Merhabalar değerli okurlarım. Bu hafta bir hayli önemli bir konuya değineceğiz. 
Maalesef konumuzda korona ve koronanın tekrar yükselişi. Konuyu toplumsal, kişisel ve şehirlerimiz üzerinden anlatıp halkımızı uyaracağız.
Medeni toplumlar; kültür, sanat, bilim, teknoloji, siyaset, ticaret, spor vb. konularla ön plana çıkarlar ve medeniyetlerini perçinlerler. Ülkemizde ise bu konuların büyük ölçüde liyakat esaslı olmaması durumu bizi geriye itmektedir. Gelelim toplum bilincine, bunu söyleye söyleye dilimizde tüy bitti ancak hâlâ halkımız maalesef ya dinlemiyor ya da umursamıyor yazılarımızın okunma sayısına bakarsak gayet okunuyor ama gereği yapılmıyor. Bu uyarıları sadece ben değil tüm medya kuruluşları, gazetemiz sürekli sıcak tutuyor ve her an uyarıyor. Bir kez daha net bir şekilde söylüyorum. Lütfen maskesiz dışarıya çıkmayın aksi takdirde ikinci dalga bundan çok kötü ve acı olacak. İspanyol gribini iyi araştırın ikinci dalgada on milyonlarca kayıp yaşanmıştı. Yakın zamanda yetkililerle görüştüm. Şehrimizde ve ülkemizde vaka sayılarının tekrar artmaya başladığını söylediler. Halkımız da maalesef aşırı şekilde gevşedi diye siteme diyorlardı. Çok daha aklılarda ha kısa zaman önce Diyarbakır'daki süre de 300 kişiyi aşan vakalar yetkilileri harekete geçirmişti. Vakaların çoğu artık İstanbul dışında görülmeye başlandı dikkatli olmamız lazım. Bazı ülkelerde ikinci dalga başladı bizde de olmaması için yetkililerinin söylediğini unutmayalım ve maske, maske, maske kuralına uyalım çünkü maske ile vaka oranı yüzde 1'e kadar düşüyor. 

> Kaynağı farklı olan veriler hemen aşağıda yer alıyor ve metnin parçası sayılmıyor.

PR #952, opened 2020-06-17
Conditionally write introduction.md file for new concept exercise

ErikSchierboom:
This is required as part of https://github.com/exercism/v3-dashboard/issues/18

### DIFF
--- a/app/controllers/git_api/concept_exercises_controller.rb
+++ b/app/controllers/git_api/concept_exercises_controller.rb
@@ -1,7 +1,7 @@
 module GitAPI
   class ConceptExercisesController < BaseController
     def create
-      # Validate presence and size of fields
+      # Validate presence and size of required fields
       %i{ 
         track_slug exercise_slug example_filename example_code
         design_markdown instructions_markdown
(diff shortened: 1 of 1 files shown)


app/controllers/git_api/concept_exercises_controller.rb
```diff
@@ -10,6 +10,9 @@ def create
         return render_error(:"too_large_#{param}") if params[param].size > 1.megabyte
       end
 
+      # Validate size of optional fields
+      return render_error(:"too_large_introduction_markdown") if params[:introduction_markdown].present? && params[:introduction_markdown].size > 1.megabyte
```
iHiD, line 14:
```suggestion
      return render_error(:too_large_introduction_markdown) if params[:introduction_markdown].present? && params[:introduction_markdown].size > 1.megabyte
```

iHiD: You could also use either `try` or `&.` with a `to_i` if you preferered. Just makes the line a bit more readable, but I don't mind either way.

```suggestion
      return render_error(:"too_large_introduction_markdown") if params[:introduction_markdown]&.size.to_i > 1.megabyte
```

Neden böyle ucuz ve basit bir yol varken koşulları zorluyor, hem kendimizi hem  de çevremizdekileri riske atıyoruz. Almanya, Güney Kore, Japonya gibi ülkelerde halk yöneticiler ne derse tamamen uyuyor ve hep birlikte çözüm yaratıyorlar. 
Bizde güvenlik güçleri geçen şahit olduğum bir olayda otobüste fazla yolcu olduğu için yolcuların fazlasını indirmeye kalktı ancak öyle olaylar oldu ki inanılmaz. İnen vatandaş, hemen: “İşte siz görürsünüz. Şimdi yetkilileri arayacağım. Çevrem geniş.” Diye konuşmaya başladı. Onların sağlığı için gerekli olan ufak bir uyarı bile öyle bir boyuta getirildi ki hayretler içinde izledim. Sanki sonraki otobüse binse, evine 15 dakika geç gitse ne olacak. Sanırsınız ki CERN’de dünyanın oluşumunu, Big Bang teorisini kanıtlamaya gidiyor veya uzaya çıkacak olan Space Xroketini kaçıracak. Ağlanacak halde bir toplumsal yapımız var sayın okuyucularım. Herkes için söylemiyorum bilinçli insanları tenzih ediyorum fakat senin sağlığın için seni uyaran bir ileri varsa teşekkür etmen gerekirken olay çıkaran insanlarımız var. Umarım bir gün Atatürk'ün dediği gibi muasır medeniyetler seviyesine çıkabiliriz. Unutmadan, yorulmadan, yılmadan bir kez daha koronavirüs için gereken uyarıları yazacağım. Umarım son kez olur ve elinde bilezik olan maskeler gerçek yeri olan solunum yollarımızı korur.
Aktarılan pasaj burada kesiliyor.